Star Schema vs. Flat Wide Table

I’m new to QuickSight. Our team uses S3 and Athena as our data sources. We plan on pulling our data into SPICE.

Is it better to do all my joins upstream (i.e. in Glue/Athena) and connect to one flat table where I could have 30,40,50 columns if I include all of my dimensions, or should I bring in my facts and dims to the dataset and do the joins in QuickSight, thus creating a STAR schema?

What are the advantages to each approach?

@Joseph_C_Seroski : This is a very interesting question. If you are planning to join fact and dimension tables and create one data set and the data set is used for many users, possibly SPICE is a good solution. All you need to refresh data set once after ETL to populate SPICE and users can take the data from memory instead of hitting Athena ( each api is a cost :slight_smile: )

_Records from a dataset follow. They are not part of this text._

PR #1464, opened 2019-04-10
Add tests for multisig

sgkim126:


test/src/helper/spawn.ts
```diff
@@ -235,7 +235,7 @@ export default class CodeChain {
                         }) exited with code ${code}, ${signal}`
                     );
                 } else if (!this.isTestFailed) {
-                    unlinkSync(this.logPath);
+                    // unlinkSync(this.logPath);
```
joojis: What is this change for?

sgkim126: Fixed

PR #1469, opened 2019-04-11
Ignore requests of block propagation if there are too many requests

majecty:


Kais-DkM:
One way of distinguishing them would be filtering them by block height. If the peer is requesting block far away from the current block, it would be in initial block download stage with high possibility.

But I think it would be okay to use simple counting as long as our numbers fit in reasonable bandwidth. Maybe a better way would be using the number of headers/blocks inside message rather than the number of messages received.

majecty:
It's too old and not urgent.
Let's try it again when it became needed or when we can distinguish normal requests and malicious requests.

PR #1475, opened 2019-04-12
Improve e2e test about partial signature and multisig

HoOngEe:


test/src/e2e/multisig.test.ts
```diff
@@ -39,14 +42,47 @@ import {
...
+    const seq = await node.sdk.rpc.chain.getSeq(faucetAddress);
+    const pay = await node.sendPayTx({ seq, quantity: 1 });
+    const targetTxHash = await node.sendAssetTransaction(targetTx, {
+        seq: seq + 1
+    });
+
+    await node.sdk.rpc.devel.startSealing();
+    await node.waitBlockNumber(blockNumber + 1);
+
+    return {
```
sgkim126: How about checking whether the dummy transaction included in this function instead of returning it?

test/src/e2e/multisig.test.ts
```diff
@@ -113,8 +149,8 @@ describe("Multisig", function() {
                 );
 
             const hash = await node.sendAssetTransaction(transfer);
-            expect(await node.sdk.rpc.chain.containsTransaction(hash)).be.true;
-            expect(await node.sdk.rpc.chain.getTransaction(hash)).not.null;
+            expect(await chain.containsTransaction(hash)).be.true;
```
sgkim126: Why do we need these changes?

HoOngEe: I think these changes makes the code looks better. Is this sort of refactoring not desirable?

test/src/e2e/multisig.test.ts
HoOngEe: Ok. That seems better.

test/src/e2e/multisig.test.ts
sgkim126: Adding a method to `node` would be good.
But I think it doesn't enhance the readability because the reader must check what `chain` means.

HoOngEe: Ok. This change has been reverted.

sgkim126:
@HoOngEe Please run `yarn fmt`

HoOngEe:
Oh, I'll try to be more careful.

test/src/e2e/partialSignature.test.ts
```diff
@@ -18,16 +18,51 @@ import * as chai from "chai";
...
+    await node.waitBlockNumber(blockNumber + 1);
+
+    expect(await node.sdk.rpc.chain.containsTransaction(signedDummyTx.hash()))
+        .be.true;
+    return targetTxHash;
+}
 
 describe("Partial signature", function() {
     let node: CodeChain;
+    let key: Key;
```
sgkim126: The same comment as https://github.com/CodeChain-io/codechain/pull/1475#discussion_r275603525

test/src/e2e/multisig.test.ts
```diff
@@ -39,12 +42,39 @@ import {
...
+        seq: seq + 1
+    });
+
+    await node.sdk.rpc.devel.startSealing();
+    await node.waitBlockNumber(blockNumber + 1);
+
+    expect(await node.sdk.rpc.chain.containsTransaction(signedDummyTx.hash()))
+        .be.true;
+
+    return targetTxHash;
```
sgkim126: Is the caller should know the transaction hash?
If all callers use the hash only to check whether the transaction failed, I think it can be included in this function.

test/src/e2e/partialSignature.test.ts
```diff
@@ -346,6 +385,124 @@ describe("Partial signature", function() {
         });
     });
 
+    describe.only("dynamic inputs and outputs", function() {
```
sgkim126: ?

HoOngEe: I removed the "only" tag.

test/src/e2e/multisig.test.ts
HoOngEe: At first I was considering including the check routine for the transaction failure, but soon after I thought it is natural for all test functions included in "it" marked test cases to have explicit "expect" in their bodies.
I thought it looks consistent that all test cases marked with "it" end with the "expect" clauses.
Does the become better after including the check routines?

sgkim126: I think it's better to rename this function to `expectTransactionFail` and to check the failure internally.

HoOngEe: I renamed and checked the failure inside the function.

test/src/e2e/partialSignature.test.ts
sgkim126: ping?

HoOngEe: I've reverted this change.

test/src/e2e/partialSignature.test.ts
```diff
@@ -341,8 +331,7 @@ describe("Partial signature", function() {
                 });
                 const hash = await node.sendAssetTransaction(tx);
                 expect(await node.sdk.rpc.chain.getTransaction(hash)).not.null;
-                expect(await node.sdk.rpc.chain.containsTransaction(hash)).be
-                    .true;
+                expect(await node.sdk.rpc.chain.containsTransaction(hash)).be.true;
```
sgkim126: You shouldn't have changed it.
You reverted this change in https://github.com/CodeChain-io/codechain/pull/1475/commits/455792e7359dae672dc7d942b962700517adb70c

test/src/e2e/partialSignature.test.ts
```diff
@@ -166,6 +166,44 @@ describe("Partial signature", function() {
...
+                assetType,
+                shardId: 0,
+                quantity: 1000,
+                recipient: address1
+            });
+        await node.sdk.key.signTransactionBurn(tx, 0);
+        tx.addInputs(assets[0]);
+        await node.sdk.key.signTransactionInput(tx, 0);
+
+        expectTransactionFail(node ,tx);
```
sgkim126: Please run `yarm fmt`.

test/src/e2e/partialSignature.test.ts
HoOngEe: I ran `yarn fmt` in every commit not to make such changes.

sgkim126: It seems that it's not fixed yet.

HoOngEe: Now there is no such changes reverted in the middle of the commit in this pr. Sorry for your rechecking.

PR #1476, opened 2019-04-12
Allow struct/array to overflow

sgkim126:
How about enabling [`overflow_delimited_expr`](https://github.com/rust-lang/rustfmt/blob/master/Configurations.md#overflow_delimited_expr) option?


majecty:
It looks better than before.

PR #1478, opened 2019-04-15
Update pivot to the best_header if the best_header is already imported

majecty:


sync/src/block/downloader/header.rs
```diff
@@ -74,9 +74,16 @@ impl HeaderDownloader {
     }
 
     pub fn update(&mut self, total_score: U256, best_hash: H256) -> bool {
-        if self.total_score < total_score {
+        if self.total_score <= total_score {
             self.total_score = total_score;
             self.best_hash = best_hash;
+
+            if self.client.block_header(&BlockId::Hash(best_hash)).is_some() {
```
majecty: I suspect that this statement caused the deadlock.

majecty: I found the below log when applied this commit to Corgi.
"cannot timeout 0: "SendError"

sgkim126: AFAIK, `SendError` is occurred only when the receiver of the channel had been closed because we used an unbounded channel. Please check whether the extension thread had been crashed.

majecty: Thanks to seulgi, I found that the error was caused by a log statement which is deleted in this PR.

PR #1479, opened 2019-04-15
Enhance tests about payment transaction

sgkim126:


test/src/e2e/pay.test.ts
```diff
@@ -16,6 +16,7 @@
 
 import { expect } from "chai";
 import "mocha";
+import { aliceAddress, faucetAddress } from "../helper/constants";
```
joojis: It seems `aliceAddress` is not used. Otherwise, LGTM.

sgkim126: Thank you. I fixed it.

PR #1480, opened 2019-04-15
Send header request to a random peer at every timeout

majecty:
Currently, nodes in a network request the same headers to multiple
nodes. To reduce network usage, send a header request to a random node at
every timeout.

### DIFF
--- a/sync/src/block/extension.rs
+++ b/sync/src/block/extension.rs
@@ -290,12 +290,15 @@ impl NetworkExtension<Event> for Extension {
                 let mut peer_ids: Vec<_> = self.header_downloaders.keys().cloned().collect();
                 peer_ids.shuffle(&mut thread_rng());
 
-                for id in peer_ids {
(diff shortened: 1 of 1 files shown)


sync/src/block/extension.rs
```diff
@@ -290,12 +290,15 @@ impl NetworkExtension<Event> for Extension {
                 let mut peer_ids: Vec<_> = self.header_downloaders.keys().cloned().collect();
                 peer_ids.shuffle(&mut thread_rng());
 
-                for id in peer_ids {
+                for id in peer_ids.clone() {
```
sgkim126: How about it?
```rust
for id in &peer_ids {
    let request = self.header_downloaders.get_mut(id).and_then(HeaderDownloader::create_request);
    if let Some(request) = request {
        self.send_header_request(id, request);
        break
    }
}
```

majecty: Good!

majecty:
@sgkim126 I fixed it.

PR #1481, opened 2019-04-15
Make `new_headers` in `chain_notify` called on all headers in chain

majecty:


core/src/client/importer.rs
```diff
@@ -391,7 +391,9 @@ impl Importer {
                 .block_header(&BlockId::Hash(*header.parent_hash()))
                 .expect("Parent of importing header must exist")
                 .decode();
-            if self.check_header(&header, &parent_header) {
+            if client.block_header(&BlockId::Hash(hash)).is_some() {
```
sgkim126: I am worried that this part will be a performance bottleneck because block_header method reads data from disk.

core/src/client/importer.rs
```diff
@@ -365,14 +365,19 @@ impl Importer {
     /// This is triggered by a message coming from a header queue when the header is ready for insertion
     pub fn import_verified_headers(&self, client: &Client) -> usize {
         let max_headers_to_import = 256;
+        let lock = self.import_lock.lock();
+        let headers = self.header_queue.drain(max_headers_to_import);
+        self.import_headers(headers, client, &lock)
+    }
 
-        let _lock = self.import_lock.lock();
+    fn import_headers(&self, headers: Vec<Header>, client: &Client, _importer_lock: &MutexGuard<()>) -> usize {
```
sgkim126: I found no reason to move headers.
How about changing it to take `&[Header]`?

sgkim126:
```rust
pub fn import_headers<'a>(&'a self, headers: impl IntoIterator<Item = &'a Header>, client: &Client, _importer_lock: &MutexGuard<()>) -> usize {
```
would be better.
It can remove the cloning of header in https://github.com/CodeChain-io/codechain/pull/1481/commits/a17aec5dd566b6289a4d5b397c848d39465337fc

core/src/client/client.rs
```diff
@@ -786,12 +786,14 @@ impl ImportSealedBlock for Client {
         let start = Instant::now();
         let route = {
             // scope for self.import_lock
-            let _import_lock = self.importer.import_lock.lock();
+            let import_lock = self.importer.import_lock.lock();
 
             let number = block.header().number();
             let block_data = block.rlp_bytes();
             let header = block.header().clone();
```
```rust
let header = block.header();

self.importer.import_headers(vec![header], self, &import_lock);

let route = self.importer.commit_block(block, header, &block_data, self)
```

core/src/client/importer.rs
```diff
@@ -96,11 +96,15 @@ impl Importer {
...
             let mut import_results = Vec::with_capacity(max_blocks_to_import);
 
-            let _import_lock = self.import_lock.lock();
+            let import_lock = self.import_lock.lock();
             let blocks = self.block_queue.drain(max_blocks_to_import);
             if blocks.is_empty() {
                 return 0
             }
+
+            let headers = blocks.iter().map(|block| block.header.clone()).collect();
```
sgkim126:
```rust
{
    let headers = blocks.iter().map(|block| &block.header);
    self.import_headers(headers, client, &import_lock);
}
```

core/src/client/importer.rs
Kais-DkM: Most of the headers accessed by this part will be close to the best block, and they will have been cached with high possibility.
I think we can revisit this if we see a real bottleneck from here.

sgkim126: Okay.

core/src/client/importer.rs
```diff
@@ -365,16 +369,21 @@ impl Importer {
     /// This is triggered by a message coming from a header queue when the header is ready for insertion
     pub fn import_verified_headers(&self, client: &Client) -> usize {
         let max_headers_to_import = 256;
+        let lock = self.import_lock.lock();
+        let headers = self.header_queue.drain(max_headers_to_import);
+        self.import_headers(headers, client, &lock)
+    }
 
-        let _lock = self.import_lock.lock();
+    pub fn import_headers(&self, headers: Vec<Header>, client: &Client, _importer_lock: &MutexGuard<()>) -> usize {
```
Kais-DkM: Do we need to pass a lock to this function?

sgkim126: To make the caller not forget to hold the `import_lock`?

Kais-DkM: How about using `ReentrantMutex` then?

Kais-DkM:
AFAIK, our implementation didn't need this feature because there were no cases where the blocks are imported before their headers are imported.
Does the tendermint extension behave differently?

core/src/client/importer.rs
sgkim126: I want to avoid to use the recursive lock if possible.
http://www.zaval.org/resources/library/butenhof1.html

Kais-DkM: Sounds reasonable.

majecty:
@Kais-DkM  When we use the PoW consensus, a block's miner does not get the header that the miner created in the `new_headers` in `chain_notify` function.

majecty:
@sgkim126 I fixed them.

PR #1494, opened 2019-04-24
Fix .dockerignore file to get commit hash successfully from docker image clients.

### LINKED ISSUE #1443: commitHash RPC doesn't work on container images.
Images in https://hub.docker.com/r/kodebox/codechain/tags don't return `commitHash` RPC properly.

```
curl     -H 'Content-Type: application/json'     -d '{"jsonrpc": "2.0", "method": "commitHash", "params": [], "id": null}'     localhost:8080
{"jsonrpc":"2.0","result":"","id":null}
```
It should return a git hash but an empty string is returned.

I thought that it's the problem of `vergen`(https://github.com/rustyhorde/vergen) because it uses system installed git binary not the git2 library. https://github.com/rustyhorde/vergen/issues/15
But Dockerfile installs git. https://github.com/CodeChain-io/codechain/blob/c9ec8b3056f1bf5a98473ce1ac50ff3b783f250b/docker/ubuntu/Dockerfile#L10

And I suspected that `strip` removed the docker hash. https://github.com/CodeChain-io/codechain/blob/c9ec8b3056f1bf5a98473ce1ac50ff3b783f250b/docker/ubuntu/Dockerfile#L37
But when I run the binary which is stripped manually, `commitHash` RPC works fine.

HoOngEe:
It closes #1443

### DIFF
--- a/.dockerignore
+++ b/.dockerignore
@@ -1,4 +1,3 @@
-/.git/
 /.idea/
 /target/
 /keys/
--- a/.dockerignore
+++ b/.dockerignore
@@ -3,3 +3,5 @@
 /keys/
 /db/
 /docker/
+/keystore.db
+/test/


sgkim126:
I think it's better to ignore the test directory also.
It would not be used to build the docker image.

HoOngEe:
Ok, the test directory is also ignored.

sgkim126:
LGTM

PR #1496, opened 2019-04-26
Remove Reactor

sgkim126:
It was designed to create a thread for the future, but we don't use it.
I think it's better to re-design the Reactor because the future will be
stabilized in the standard library soon or use the tokio directly.


sgkim126:
@kseo Please review it.

sgkim126:
@kseo Please review it.

PR #1499, opened 2019-04-26
Add base-path option to the codechin cli arguments

### LINKED ISSUE #236: Add option to specify base directory
Currently, config files are loaded from relative path from working directory.
We need be able to specify base directory to find them.

HoOngEe:
Now It's possible to specify `base-path` on which the keys and db directory will be created when running codechain. But there already are options `db-path` and `keys-path`.
The rule relating to `db-path`, `keys-path` and `base-path` is like following:

`db-path` and `keys-path` have higher priority than `base-path` so if
both `db-path` and `keys-path` are set, `base-path` becomes meaningless.

it closes #236


codechain/run_node.rs
```diff
@@ -253,10 +255,9 @@ pub fn run_node(matches: &ArgMatches) -> Result<(), String> {
     clogger::init(&LoggerConfig::new(instance_id)).expect("Logger must be successfully initialized");
 
     let pf = load_password_file(&config.operating.password_path)?;
-    let keys_path = match config.operating.keys_path {
-        Some(ref keys_path) => keys_path,
-        None => DEFAULT_KEYS_PATH,
-    };
+    let base_path = config.operating.base_path.as_ref().unwrap().clone();
+    let combined_keys_path = base_path + "/" + DEFAULT_KEYS_PATH;
+    let keys_path = config.operating.keys_path.as_ref().unwrap_or(&combined_keys_path);
```
sgkim126:
```rust
let keys_path = config.operating.keys_path.map(String::as_str).unwrap_or_else(|| base_path + "/" + DEFAULT_KEYS_PATH);
```

codechain/run_node.rs
```diff
@@ -203,7 +203,9 @@ fn unlock_accounts(ap: &AccountProvider, pf: &PasswordFile) -> Result<(), String
 }
 
 pub fn open_db(cfg: &config::Operating, client_config: &ClientConfig) -> Result<Arc<KeyValueDB>, String> {
-    let db_path = cfg.db_path.as_ref().map(String::as_str).unwrap();
+    let base_path = cfg.base_path.as_ref().unwrap().clone();
+    let combined_db_path = base_path + "/" + DEFAULT_DB_PATH;
+    let db_path = String::as_str(cfg.db_path.as_ref().unwrap_or(&combined_db_path));
```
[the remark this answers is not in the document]
HoOngEe: To match type with the result after the `map(String::as_str)` the code should be like `... .unwrap_or_else(|| String::as_str(&(base_path + "/" + DEFAULT_DB_PATH)))`. But in that case we uses the reference of temporary value, so the "temporary value does not live long enough" problem arises. That's the reason why I declared a new variable `combined_db_path`. Originally I was fell into the dilemma : To construct a value in one expression using `base_path + "/" + DEFAULT_DB_PATH` it must not be used as a reference. Simultaneously `cfg` is a borrowed content so we cannot extract values of it. We should use `as_ref()`. Then as long as I know, there is no way to construct one value using both in one sentence combined with `unwrap_or()` or `unwrap_or_default()`.
Is there any good way?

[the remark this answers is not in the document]
sgkim126: Sorry. The above code was wrong.
Use
```rust
let db_path = cfg.db_path.as_ref().map(String::clone).unwrap_or_else(|| base_path + "/" + DEFAULT_DB_PATH);
let client_path = Path::new(&db_path);
```
IMO, we don't need to try to take the reference at the cost of creating a new string.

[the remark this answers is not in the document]
HoOngEe: Changed

codechain/run_node.rs
HoOngEe: Changed

codechain/config/presets/config.prod.toml
```diff
@@ -1,9 +1,9 @@
 [codechain]
 quiet = false
-db_path = "db"
-keys_path = "keys"
+base_path = "."
 chain = "mainnet"
 
+
```
sgkim126: You don't need this change.

sgkim126:
Hi @majecty @foriequal0,

I have a question about the behavior of a relative path.
What do you expect when you specify base-dir and specify db-path as a relative path?
A relative path from the current working directory? or from the base dir?

majecty:
I'm not familiar with the setting two paths in CLI.
I found that in the Parity's config, the DB path is relative to the base path.
https://github.com/paritytech/parity-ethereum/blob/7c335e87642b848f61ab3ee7bbff5964b53d6f11/util/dir/src/lib.rs#L179

codechain/config/presets/config.prod.toml
HoOngEe: Without this change, the code in the line https://github.com/CodeChain-io/codechain/pull/1499/files/3c283f526dfb43ca1261fa5a77f090e2626b41c7#diff-22a0b3dcef5d27fab89655ebdb330967R257 could be a cause of panic.
Do I need to remove this change and use `unwrap_or` for the line mentioned above?

sgkim126: Why does it panic when you remove an empty line?

HoOngEe: Oh I'm sorry I misunderstood that you mentioned about the `+base_path = "."` change.

PR #3050, opened 2024-01-07
updated grub.cfg

jscongdon:
updated grub.cfg to point loading and saving of the env to include the file specification

### DIFF
--- a/.idea/.gitignore
+++ b/.idea/.gitignore
@@ -1,0 +1,3 @@
+# Default ignored files
+/shelf/
+/workspace.xml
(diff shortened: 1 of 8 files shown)


jscongdon:
This issue affects x86 platforms
On a fresh install of the OS, the default order for the slot-loading is correct: `A B`
When a new OS version is installed, the slot order is updated in `/EFI/BOOT/grubenv` to `B A` correctly but on boot `load_env` is not loading `/EFI/BOOT/grubenv` correctly and uses the default order of `A B` that is set in the `/EFI/BOOT/grug.cfg`
This fix points the loading/saving of grubenv directly to the `/EFI/BOOT/grubenv` file.

This fix was tested with OS version 11.1 loaded in Slot A and 11.2 loaded in Slot B. Initial manual intervention was needed in order to load 11.2 in Slot B. After this fix, Slot B was loaded on boot. When version 11.3 was released, the OS upgrade was performed via the UI, and on reboot the device booted to Slot A containing the updated version of 11.3

Issue #3079, opened 2024-01-16
rpi5: `overlay_prefix` required in `config.txt` for dtoverlay support


jens-maus:
### Describe the issue you are experiencing

Due to the changed bootloading chain in the current RaspberryPi5 support it seems loading device tree overlays specified in the `/mnt/boot/config.txt` bootloader config file seems to be broken at the moment.

Even thought the documentation on the tryboot functionality in the RaspberryPi bootloader states that `os_prefix` is added to the existing `overlay_prefix` option (default: `overlays/`), this seems to be NOT the case at the moment (cf. https://www.raspberrypi.com/documentation/computers/config_txt.html#overlay_prefix)

This has become visible in the optional support for the `RPI-RF-MOD` Homematic RF module which requires to adapt the `/mnt/boot/config.txt` file, adding a `dtoverlay=rpi-rf-mod` statement to it. However, doing so in the current `config.txt` of the rpi5 version of HomeAssistantOS does not load the `rpi-rf-mod.dtbo` file. After looking at the output of the RaspberryPi bootloader one can see that the bootloader tries to load that dtoverlay, but fails:

<img width="433" alt="Bildschirmfoto 2024-01-16 um 10 11 56" src="https://github.com/home-assistant/operating-system/assets/5887769/35a7596f-37fa-4874-b43f-6d2b9f118290">

After adding the following additional (usually not required) `overlay_prefix` line to the `config.txt` file:

```
overlay_prefix=slot-A/overlays/
```

the bootloader can correctly load the `rpi-rf-mod.dtbo` (not the number of bytes mentioned in the rpi-rf-mod line):

<img width="426" alt="Bildschirmfoto 2024-01-16 um 10 13 46" src="https://github.com/home-assistant/operating-system/assets/5887769/21238f81-dd2a-44eb-a942-8089d85f6bbc">

Thus, it seems that with the tryboot functionality in place the stated `${os_prefix}${overlay_prefix}` prefixing (cf. https://www.raspberrypi.com/documentation/computers/config_txt.html#overlay_prefix) does not seem to be in place or work correctly in the context of HomeAssistantOS.

BTW: It can also be seen in the bootloader that it is also not able to load the `vc4-kms-v3d.dtbo` with the missing `overlay_prefix` line.

### What operating system image do you use?

RaspberryPi 5

### What version of Home Assistant Operating System is installed?

11.4

### Did you upgrade the Operating System.

No

### Steps to reproduce the issue

[...]

PR #3080, opened 2024-01-16
add optional rpi-rf-mod dtoverlay block

jens-maus:
This PR adds the "usual" dtoverlay block for optionally enabling the `rpi-rf-mod.dtbo` device tree overlay to support the `RPI-RF-MOD` HAT hardware for HomeMatic(IP) support.

Please note that, while this PR will allow users to more easily enable support for this special dtoverlay, due to #3079 it is currently not correctly loaded and would require an additional `overlay_prefix` line which I intentionally omitted here until #3079 is fixed.

### DIFF
--- a/buildroot-external/board/raspberrypi/rpi5-64/config.txt
+++ b/buildroot-external/board/raspberrypi/rpi5-64/config.txt
@@ -43,6 +43,12 @@ arm_boost=1
 os_prefix=slot-A/
 cmdline=/cmdline.txt
 
+# Uncomment this to enable GPIO support for RPI-RF-MOD/HM-MOD-RPI-PCB
+#enable_uart=1
+#dtparam=i2c_arm=on
+#dtoverlay=miniuart-bt
+#dtoverlay=rpi-rf-mod
+
 [cm4]
 # Enable host mode on the 2711 built-in XHCI USB controller.
 # This line should be removed if the legacy DWC2 controller is required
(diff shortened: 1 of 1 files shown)


jens-maus:
@agners @sairon Can you please consider adding this minor PR to the upcoming 11.5 release so that users can more easily enable support for the HomeMatic RF modules on a RaspberryPi5?

agners (approved):

buildroot-external/board/raspberrypi/rpi5-64/config.txt
```diff
@@ -43,6 +43,12 @@ arm_boost=1
 os_prefix=slot-A/
 cmdline=/cmdline.txt
 
+# Uncomment this to enable GPIO support for RPI-RF-MOD/HM-MOD-RPI-PCB
+#enable_uart=1
+#dtparam=i2c_arm=on
+#dtoverlay=miniuart-bt
```
sairon, line 49: @jens-maus Is this still needed on RPi5? AFAIK it has a dedicated UART port now - but is it still multiplexing it with BT pins?

jens-maus: @sairon I just tested if `dtoverlay=miniuart-bt` is still required for the RaspberryPi5 image and in fact, it is not. Thus, removed that line from the comment. So please merge accordingly.

sairon (approved):
Thanks @jens-maus for the update!

buildroot-external/board/raspberrypi/rpi5-64/config.txt
agners: @jens-maus for a different use case, I've just used `enable_uart=1` on Raspberry Pi 5, but this did not give me any UART :thinking: Did you had to do something additional to get this going on Raspberry Pi 5?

QuickSight has a flexible to join data sets but it is not meant for building data marts, if you have complex joins and summary requirements, better to handle out of QuickSight. Please do some POC and see the performance indicators… if you do not use SPICE, QuickSight will do a direct query which will have 2 mins timeout.

Regards - San

1 Like

Hi @Joseph_C_Seroski
The AWS recommended approach for this scenario is to create the required views in Athena, apply all the business rules and clean up of the columns at the view level so that the heavy lifting is done at the database level.
In addition to the above, there are certain limitations when it comes to the data usage and capacity.

Please refer the below links for additional details:

Thanks,
Naveen

2 Likes

@namysore OK, so you recommend a wide, flat table, then?